Only lines holding the word "always" are wanted from the records; copy all of them.
===== SUPPLIED DATA
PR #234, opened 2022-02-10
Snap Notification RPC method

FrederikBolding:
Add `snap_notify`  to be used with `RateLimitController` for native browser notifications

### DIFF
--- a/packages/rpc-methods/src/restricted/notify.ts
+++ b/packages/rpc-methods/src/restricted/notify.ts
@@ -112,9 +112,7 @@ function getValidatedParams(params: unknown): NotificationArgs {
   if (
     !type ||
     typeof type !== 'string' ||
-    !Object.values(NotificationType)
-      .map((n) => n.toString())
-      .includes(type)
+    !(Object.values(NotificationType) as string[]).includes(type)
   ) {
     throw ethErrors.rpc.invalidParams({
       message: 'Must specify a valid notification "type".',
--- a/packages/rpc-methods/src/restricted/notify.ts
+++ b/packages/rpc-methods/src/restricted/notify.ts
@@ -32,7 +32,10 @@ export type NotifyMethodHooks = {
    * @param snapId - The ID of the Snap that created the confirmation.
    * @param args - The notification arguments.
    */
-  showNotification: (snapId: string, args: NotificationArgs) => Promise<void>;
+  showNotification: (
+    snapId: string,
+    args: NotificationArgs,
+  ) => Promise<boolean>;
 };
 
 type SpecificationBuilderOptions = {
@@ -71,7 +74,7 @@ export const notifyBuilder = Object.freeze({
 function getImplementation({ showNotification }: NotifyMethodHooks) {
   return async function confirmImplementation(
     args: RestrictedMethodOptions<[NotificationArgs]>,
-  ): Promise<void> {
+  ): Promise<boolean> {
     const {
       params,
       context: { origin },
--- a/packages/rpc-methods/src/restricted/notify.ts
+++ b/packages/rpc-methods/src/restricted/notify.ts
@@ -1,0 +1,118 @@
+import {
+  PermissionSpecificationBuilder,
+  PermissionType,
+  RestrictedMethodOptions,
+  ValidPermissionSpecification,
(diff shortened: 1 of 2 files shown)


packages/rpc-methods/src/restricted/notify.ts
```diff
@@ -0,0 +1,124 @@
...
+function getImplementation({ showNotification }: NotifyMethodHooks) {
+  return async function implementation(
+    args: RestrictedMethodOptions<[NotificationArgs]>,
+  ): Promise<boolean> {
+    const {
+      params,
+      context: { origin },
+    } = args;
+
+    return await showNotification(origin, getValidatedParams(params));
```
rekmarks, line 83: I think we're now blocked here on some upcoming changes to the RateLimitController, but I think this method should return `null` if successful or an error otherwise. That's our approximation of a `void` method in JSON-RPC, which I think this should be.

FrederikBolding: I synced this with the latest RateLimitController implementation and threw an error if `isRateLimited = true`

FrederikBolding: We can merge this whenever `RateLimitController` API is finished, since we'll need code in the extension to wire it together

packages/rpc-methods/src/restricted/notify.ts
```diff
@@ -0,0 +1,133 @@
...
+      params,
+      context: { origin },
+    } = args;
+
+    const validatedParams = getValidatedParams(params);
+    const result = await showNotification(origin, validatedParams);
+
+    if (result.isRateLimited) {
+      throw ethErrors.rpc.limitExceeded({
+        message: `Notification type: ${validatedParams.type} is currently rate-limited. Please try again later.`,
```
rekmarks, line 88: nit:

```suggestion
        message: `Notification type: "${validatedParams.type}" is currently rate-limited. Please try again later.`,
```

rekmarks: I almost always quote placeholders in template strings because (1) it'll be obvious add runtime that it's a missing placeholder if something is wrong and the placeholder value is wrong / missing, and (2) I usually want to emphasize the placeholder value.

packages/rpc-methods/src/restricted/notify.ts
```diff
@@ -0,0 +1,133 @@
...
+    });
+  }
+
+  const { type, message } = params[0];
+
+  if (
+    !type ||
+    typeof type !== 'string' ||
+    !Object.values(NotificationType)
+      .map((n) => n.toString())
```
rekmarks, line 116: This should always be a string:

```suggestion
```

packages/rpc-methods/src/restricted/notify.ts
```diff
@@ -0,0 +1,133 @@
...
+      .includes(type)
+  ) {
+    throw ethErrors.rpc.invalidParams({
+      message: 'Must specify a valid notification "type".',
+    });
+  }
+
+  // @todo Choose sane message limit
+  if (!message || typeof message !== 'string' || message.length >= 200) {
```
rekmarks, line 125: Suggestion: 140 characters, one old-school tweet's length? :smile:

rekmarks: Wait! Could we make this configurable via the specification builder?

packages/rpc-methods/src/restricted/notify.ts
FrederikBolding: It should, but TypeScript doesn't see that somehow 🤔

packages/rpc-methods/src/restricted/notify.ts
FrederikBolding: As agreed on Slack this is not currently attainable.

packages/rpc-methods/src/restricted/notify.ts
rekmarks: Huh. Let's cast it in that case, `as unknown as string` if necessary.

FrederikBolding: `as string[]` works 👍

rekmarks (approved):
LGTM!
==========
§ **ANSWER**:
rekmarks: I almost always quote placeholders in template strings because (1) it'll be obvious add runtime that it's a missing placeholder if something is wrong and the placeholder value is wrong / missing, and (2) I usually want to emphasize the placeholder value.
rekmarks, line 116: This should always be a string:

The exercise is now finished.